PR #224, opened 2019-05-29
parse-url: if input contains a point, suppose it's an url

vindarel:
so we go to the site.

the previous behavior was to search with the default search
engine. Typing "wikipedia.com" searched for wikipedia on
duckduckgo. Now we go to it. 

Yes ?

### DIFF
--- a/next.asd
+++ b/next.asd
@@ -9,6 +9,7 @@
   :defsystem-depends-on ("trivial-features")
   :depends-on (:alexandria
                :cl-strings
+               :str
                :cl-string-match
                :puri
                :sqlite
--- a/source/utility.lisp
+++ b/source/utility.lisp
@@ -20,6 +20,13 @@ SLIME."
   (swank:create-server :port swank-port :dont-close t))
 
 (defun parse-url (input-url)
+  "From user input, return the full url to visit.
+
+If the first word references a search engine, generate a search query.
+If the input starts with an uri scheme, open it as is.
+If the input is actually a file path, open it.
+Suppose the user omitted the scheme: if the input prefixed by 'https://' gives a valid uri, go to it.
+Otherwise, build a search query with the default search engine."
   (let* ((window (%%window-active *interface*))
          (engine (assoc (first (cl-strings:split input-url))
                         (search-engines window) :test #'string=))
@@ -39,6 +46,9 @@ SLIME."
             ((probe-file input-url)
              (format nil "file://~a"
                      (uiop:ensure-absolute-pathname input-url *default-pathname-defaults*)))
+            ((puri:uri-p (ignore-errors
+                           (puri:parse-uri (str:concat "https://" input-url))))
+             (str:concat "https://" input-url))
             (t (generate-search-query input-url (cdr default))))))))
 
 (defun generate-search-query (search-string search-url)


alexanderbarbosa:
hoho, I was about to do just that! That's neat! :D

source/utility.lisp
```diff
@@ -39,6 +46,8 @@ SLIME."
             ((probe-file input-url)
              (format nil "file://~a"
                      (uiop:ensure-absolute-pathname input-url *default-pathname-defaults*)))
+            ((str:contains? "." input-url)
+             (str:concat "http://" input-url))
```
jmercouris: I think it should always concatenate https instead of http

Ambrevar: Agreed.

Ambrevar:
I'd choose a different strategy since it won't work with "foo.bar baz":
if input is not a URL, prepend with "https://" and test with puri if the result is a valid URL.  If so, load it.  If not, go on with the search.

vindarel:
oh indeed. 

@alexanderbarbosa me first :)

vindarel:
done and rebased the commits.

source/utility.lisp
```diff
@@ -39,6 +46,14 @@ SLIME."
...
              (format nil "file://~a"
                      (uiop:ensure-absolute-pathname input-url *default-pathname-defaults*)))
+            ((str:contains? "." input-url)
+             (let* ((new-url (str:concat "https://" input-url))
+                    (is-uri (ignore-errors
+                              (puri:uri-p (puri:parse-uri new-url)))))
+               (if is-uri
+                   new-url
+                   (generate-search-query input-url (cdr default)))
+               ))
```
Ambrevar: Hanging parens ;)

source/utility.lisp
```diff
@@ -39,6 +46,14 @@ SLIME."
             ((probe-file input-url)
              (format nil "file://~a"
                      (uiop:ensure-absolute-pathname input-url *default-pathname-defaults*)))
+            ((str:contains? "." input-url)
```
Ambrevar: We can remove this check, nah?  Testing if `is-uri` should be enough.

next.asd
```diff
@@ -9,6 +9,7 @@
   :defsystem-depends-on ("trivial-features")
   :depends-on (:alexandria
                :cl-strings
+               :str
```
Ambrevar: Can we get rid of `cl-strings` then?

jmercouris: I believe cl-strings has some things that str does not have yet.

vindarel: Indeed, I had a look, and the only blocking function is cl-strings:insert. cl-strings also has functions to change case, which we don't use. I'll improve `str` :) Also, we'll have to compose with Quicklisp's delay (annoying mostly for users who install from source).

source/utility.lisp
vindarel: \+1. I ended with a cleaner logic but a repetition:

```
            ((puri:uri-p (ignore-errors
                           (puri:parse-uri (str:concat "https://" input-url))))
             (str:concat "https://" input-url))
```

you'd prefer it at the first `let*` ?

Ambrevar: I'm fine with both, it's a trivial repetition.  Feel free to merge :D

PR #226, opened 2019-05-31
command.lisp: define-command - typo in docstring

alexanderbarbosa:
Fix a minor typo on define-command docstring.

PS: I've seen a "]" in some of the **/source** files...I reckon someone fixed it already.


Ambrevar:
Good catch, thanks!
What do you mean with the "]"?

········

### REQUIRED ACTION
Return each line of the data above verbatim.

### OUTPUT OF THE TASK
PR #224, opened 2019-05-29
parse-url: if input contains a point, suppose it's an url

vindarel:
so we go to the site.

the previous behavior was to search with the default search
engine. Typing "wikipedia.com" searched for wikipedia on
duckduckgo. Now we go to it. 

Yes ?

### DIFF
--- a/next.asd
+++ b/next.asd
@@ -9,6 +9,7 @@
   :defsystem-depends-on ("trivial-features")
   :depends-on (:alexandria
                :cl-strings
+               :str
                :cl-string-match
                :puri
                :sqlite
--- a/source/utility.lisp
+++ b/source/utility.lisp
@@ -20,6 +20,13 @@ SLIME."
   (swank:create-server :port swank-port :dont-close t))
 
 (defun parse-url (input-url)
+  "From user input, return the full url to visit.
+
+If the first word references a search engine, generate a search query.
+If the input starts with an uri scheme, open it as is.
+If the input is actually a file path, open it.
+Suppose the user omitted the scheme: if the input prefixed by 'https://' gives a valid uri, go to it.
+Otherwise, build a search query with the default search engine."
   (let* ((window (%%window-active *interface*))
          (engine (assoc (first (cl-strings:split input-url))
                         (search-engines window) :test #'string=))
@@ -39,6 +46,9 @@ SLIME."
             ((probe-file input-url)
              (format nil "file://~a"
                      (uiop:ensure-absolute-pathname input-url *default-pathname-defaults*)))
+            ((puri:uri-p (ignore-errors
+                           (puri:parse-uri (str:concat "https://" input-url))))
+             (str:concat "https://" input-url))
             (t (generate-search-query input-url (cdr default))))))))
 
 (defun generate-search-query (search-string search-url)


alexanderbarbosa:
hoho, I was about to do just that! That's neat! :D

source/utility.lisp
```diff
@@ -39,6 +46,8 @@ SLIME."
             ((probe-file input-url)
              (format nil "file://~a"
                      (uiop:ensure-absolute-pathname input-url *default-pathname-defaults*)))
+            ((str:contains? "." input-url)
+             (str:concat "http://" input-url))
```
jmercouris: I think it should always concatenate https instead of http

Ambrevar: Agreed.

Ambrevar:
I'd choose a different strategy since it won't work with "foo.bar baz":
if input is not a URL, prepend with "https://" and test with puri if the result is a valid URL.  If so, load it.  If not, go on with the search.

vindarel:
oh indeed. 

@alexanderbarbosa me first :)

vindarel:
done and rebased the commits.

source/utility.lisp
```diff
@@ -39,6 +46,14 @@ SLIME."
...
              (format nil "file://~a"
                      (uiop:ensure-absolute-pathname input-url *default-pathname-defaults*)))
+            ((str:contains? "." input-url)
+             (let* ((new-url (str:concat "https://" input-url))
+                    (is-uri (ignore-errors
+                              (puri:uri-p (puri:parse-uri new-url)))))
+               (if is-uri
+                   new-url
+                   (generate-search-query input-url (cdr default)))
+               ))
```
Ambrevar: Hanging parens ;)

source/utility.lisp
```diff
@@ -39,6 +46,14 @@ SLIME."
             ((probe-file input-url)
              (format nil "file://~a"
                      (uiop:ensure-absolute-pathname input-url *default-pathname-defaults*)))
+            ((str:contains? "." input-url)
```
Ambrevar: We can remove this check, nah?  Testing if `is-uri` should be enough.

next.asd
```diff
@@ -9,6 +9,7 @@
   :defsystem-depends-on ("trivial-features")
   :depends-on (:alexandria
                :cl-strings
+               :str
```
Ambrevar: Can we get rid of `cl-strings` then?

jmercouris: I believe cl-strings has some things that str does not have yet.

vindarel: Indeed, I had a look, and the only blocking function is cl-strings:insert. cl-strings also has functions to change case, which we don't use. I'll improve `str` :) Also, we'll have to compose with Quicklisp's delay (annoying mostly for users who install from source).

source/utility.lisp
vindarel: \+1. I ended with a cleaner logic but a repetition:

```
            ((puri:uri-p (ignore-errors
                           (puri:parse-uri (str:concat "https://" input-url))))
             (str:concat "https://" input-url))
```

you'd prefer it at the first `let*` ?

Ambrevar: I'm fine with both, it's a trivial repetition.  Feel free to merge :D

PR #226, opened 2019-05-31
command.lisp: define-command - typo in docstring

alexanderbarbosa:
Fix a minor typo on define-command docstring.

PS: I've seen a "]" in some of the **/source** files...I reckon someone fixed it already.


Ambrevar:
Good catch, thanks!
What do you mean with the "]"?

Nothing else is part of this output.